Ахиллес хотел сказать поручику, что он смотрит на вещи и вообще на жизнь чересчур пессимистично, но прикусил язык – вспомнил красотку Ульяну, недавний наглядный пример. Тимошин тем временем утешал Тарантьева:
– Ничего страшного в гауптвахте нет, фендрик. Сиживали-с, знаем. Что в дисциплинарном уставе сказано о правилах содержания офицера на гауптвахте?
Тарантьев снова чуть покраснел:
– Не помню… Не предполагал, что придется…
– Глупости какие, юноша, – фыркнул Тимошин. – Что это за офицер, если он на гауптвахте не сиживал? Это уже пол-офицера какие-то… Слушай и запоминай: офицер имеет право взять на гауптвахту свою постель, питаться из ресторана за свои деньги и даже принимать посетителей. За одним зорко следят, чтобы к арестованному спиртного не пронесли. Но и это при некотором напряжении фантазии обойти можно. Помню, в прошлом году мне официант из «Эльдорадо» по предварительной договоренности коньяк принес в чайнике для заварки. А то еще был случай, когда штабс-капитану Постыго его друг, полковой врач, полдюжины апельсинов в пакете передал. Тут уж вообще не подкопаешься.
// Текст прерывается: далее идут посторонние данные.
PR #5710, opened 2026-07-22
ci: node 26

bjohansebas:
**Summary**

We don't need to upload them on every system. We can collect them all in one place and then upload everything at the end.

**Use of AI**


scripts/node-test-setup.mjs
```diff
@@ -4,8 +4,10 @@ import { format } from "pretty-format";
 import webpack from "webpack";
 
 process.env.CHOKIDAR_USEPOLLING = "true";
+process.env.WATCHPACK_POLLING = "true";
```
bjohansebas, line 7: Hmm, something only changed in Node.js 26, but I can't figure out what it is

PR #5730, opened 2026-08-28
fix: repair example configuration and shared asset serving

OskarEichler:
## Fixes

- Derive configuration context/README/output from each example's URL rather than the shell working directory; let webpack resolve entry forms.
- Extract the README heading without mutating global marked settings or rendering unused HTML.
- Serve shared assets through express.static with correct query/404 handling, removing the undeclared mime dependency and manual stream handling.
- Modernize the plugin example to ESM, actually register the middleware example, migrate proxy arrays and removed hooks, and use the declared httpxy package for IPC proxying.
- Close example backend/proxy servers with the dev server. Use an available backend port to avoid local port-5000 conflicts.
- Repair CommonJS assets, dev-middleware index behavior, quote-insensitive universal output checks and affected README examples.

- Repair root-relative shared asset and font paths, contain the layout at narrow widths, add language/decorative-logo/status semantics, and raise status/link contrast with visible keyboard focus.

## Compatibility

Examples/docs only; no published runtime or package/engine changes and no changeset required. The demo proxy backend uses an ephemeral loopback port rather than assuming port 5000 is available.

## Verification

All 50 example configurations import and pass the dev-server schema. Eight runtime configurations compile and exercise asset responses; the node-target universal configuration is compilation-only for assets. The actual plugin example separately compiles, listens and serves its layout assets. The proxy route returns the expected backend response; IPC configuration serves HTTP over its socket. Browser review passes at 320px and 1280px; desktop scroll width equals viewport width. Status/link contrast ratios are 5.08:1, 5.90:1 and 5.12:1. Full lint, types, spelling, formatting and diff checks pass. No claim that every example's browser interaction or HTTPS certificate path was exercised.

## Audit scope

## Summary by CodeRabbit

* **New Features**
  * Updated examples for current development-server, middleware, proxy, static asset, and HTTP/2 configurations.
  * Added request logging, dynamic proxy routing, default index serving, and static asset hosting.
  * Improved IPC proxy lifecycle handling and Hono request processing.

* **Bug Fixes**
  * Corrected example URLs, compression expectations, proxy formats, and server content checks.
  * Improved accessibility with clearer focus states, stronger contrast, language metadata, and reduced-motion support.

* **Documentation**
  * Revised example instructions and headings to match current behavior and configuration.

### DIFF
--- a/examples/.assets/layout.html
+++ b/examples/.assets/layout.html
@@ -1,22 +1,23 @@
 <!doctype html>
-<html>
+<html lang="en">
   <head>
     <title>WDS ▻ <%= htmlWebpackPlugin.options.title %></title>
     <meta charset="utf-8" />
     <meta name="viewport" content="width=device-width, initial-scale=1" />
-    <link rel="shortcut icon" href=".assets/favicon.ico" />
+    <link rel="shortcut icon" href="/.assets/favicon.ico" />
     <link
       rel="stylesheet"
       href="https://fonts.googleapis.com/css?family=Source+Code+Pro:400,600|Source+Sans+Pro:400,400i,500,600"
     />
-    <link rel="stylesheet" href=".assets/style.css" />
+    <link rel="stylesheet" href="/.assets/style.css" />
   </head>
   <body>
     <main>
       <header>
         <h1>
           <img
-            src=".assets/icon-square.svg"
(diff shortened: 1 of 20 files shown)


alexander-akait (changes requested):
A lot of AI slop and bugs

А в каждый апельсин доктор медицинским шприцем коньяку запузырил, так что получилось бутылки полторы. Мотай на ус, пригодится… Если Ахилл не хочет, может, ты с нами пойдешь выпьешь? Научим пить правильно, чтобы не повторял прежних ошибок, в секреты кое-какие посвятим, позволяющие пить и не пьянеть…
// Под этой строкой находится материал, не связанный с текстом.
PR #5731, opened 2026-08-28
fix: watch future glob matches without mutating options

OskarEichler:
## Fixes

- Watch each glob's static parent and filter file registrations, so future matching files/directories remain discoverable.
- Match ignored globs against future paths, preserving function, regex and matcher-object ignores.
- Keep explicit paths in mixed arrays and apply negative patterns as exclusions.
- Clone watch options instead of mutating ignored; frozen options are supported.
- Remove synchronous filesystem glob expansion from watch setup and deduplicate watched roots.

## Compatibility

No API/engine removal. Adds picomatch ^4.0.4 as a direct dependency (already present transitively in the lockfile). Relative patterns remain cwd-relative; events retain chokidar's cwd semantics. Newly created matches now trigger live reload when subsequently edited. Directory watching is necessary to discover future matches; nonmatching files are excluded.

## Verification

All 32 unchanged upstream watch-files tests pass. Ten real filesystem scenarios pass: absolute/cwd paths, negative patterns, function/regex/object ignores, mixed literal/glob paths, missing roots, escaped bracket paths and frozen options. Original source reproduces missed new files and option mutation. Build and full lint/types/formatting/spelling pass. Windows filesystem execution remains unverified.

## Audit scope

## Summary by CodeRabbit

- **New Features**
  - File watching now automatically includes files created after the development server starts when they match configured glob patterns.
  - Ignore patterns continue to apply to newly created files and paths.
  - Watch configurations remain unchanged while monitoring dynamic file matches.

- **Bug Fixes**
  - Improved handling of negated patterns and dynamically added files in file watch configurations.

### DIFF
--- a/package.json
+++ b/package.json
@@ -77,6 +77,7 @@
     "launch-editor": "^2.14.1",
     "open": "^11.0.0",
     "p-retry": "^8.0.0",
+    "picomatch": "^4.0.4",
     "schema-utils": "^4.3.3",
     "selfsigned": "^5.5.0",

– А пожалуй, – бесшабашно махнул рукой юный подпоручик.
– С приятной новостью вас, господа! – послышался рядом знакомый насмешливый голос.
Подошел один из двух адъютантов их батальона[71]
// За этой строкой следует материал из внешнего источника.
PR #5732, opened 2026-08-28
fix: export and type the custom server extension class

OskarEichler:
## Fixes

- Export the documented webpack-dev-server/lib/servers/BaseServer.js extension point for ESM, CommonJS and TypeScript consumers.
- Unwrap the CommonJS class consistently with the main Server entrypoint, retaining .default interoperability.
- Type webSocketServer.type as a constructor extending BaseServer instead of a zero-argument callable returning a configuration object.

## Compatibility

Restores the documented extension path blocked by the v6 export map. No runtime/engine/dependency removal. The declaration now accepts the class actually instantiated at runtime; invalid callable factories may require correction to constructible classes.

## Verification

Unchanged v6 export map reproduces ERR_PACKAGE_PATH_NOT_EXPORTED. Real ESM and CommonJS subclasses construct successfully; CommonJS default interop is retained. Strict NodeNext TypeScript consumer accepts a custom subclass in webSocketServer configuration. Build and full lint/types/spelling/formatting pass.

## Audit scope

## Summary by CodeRabbit

- **New Features**
  - Exported the `BaseServer` class as a public package entry point.
  - WebSocket server configuration now accepts custom server class constructors.
  - Added TypeScript declarations for the new public export.
  - Improved CommonJS imports so server classes are returned directly.

### DIFF
--- a/.changeset/export-base-server.md
+++ b/.changeset/export-base-server.md
@@ -1,0 +1,5 @@
+---
+"webpack-dev-server": patch
+---
+
+Export the documented `BaseServer` extension class and accept its constructors in the public `webSocketServer.type` declaration.
--- a/lib/Server.js
+++ b/lib/Server.js
@@ -138,7 +138,7 @@ function loadWebpackPeer() {
 
 /**
  * @typedef {object} WebSocketServerConfiguration
- * @property {("ws" | string | (() => WebSocketServerConfiguration))=} type type
+ * @property {("ws" | string | typeof import("./servers/BaseServer.js").default)=} type type
  * @property {Record<string, EXPECTED_ANY>=} options options
  */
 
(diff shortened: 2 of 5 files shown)


.changeset/export-base-server.md
bjohansebas, line 1: That would be a minor, but honestly, I’m not sure it’s necessary. What’s your use case?

OskarEichler:
The use case targeted here is a TypeScript/ESM consumer providing webSocketServer.type as a custom class that extends the documented BaseServer. Today that requires a deep import of an unexported CommonJS file, and the public type models the extension as a zero-argument factory instead of a constructor. The export and type change make the documented extension point usable without a private-path import.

, поручик Беловинский, на ходу доставая портсигар.Относились к нему, в общем, с симпатией. В отличие от второго адъютанта, Синцова, державшегося особняком и полагавшего себя бог весть какой важной персоной, Беловинский общих развлечений и выпивок нисколечко не чурался, носа не задирал. Его хорошие знакомые часто узнавали о каком-то предстоящем событии раньше, чем становилось известно всему полку. Вот и сейчас он хитровато поблескивал глазами с чуточку загадочной миной опереточного злодея.
– Что там еще на нашу голову? – насторожился Тимошин, а за ним и все остальные – после недавнего разноса приятных сюрпризов как-то не ждали.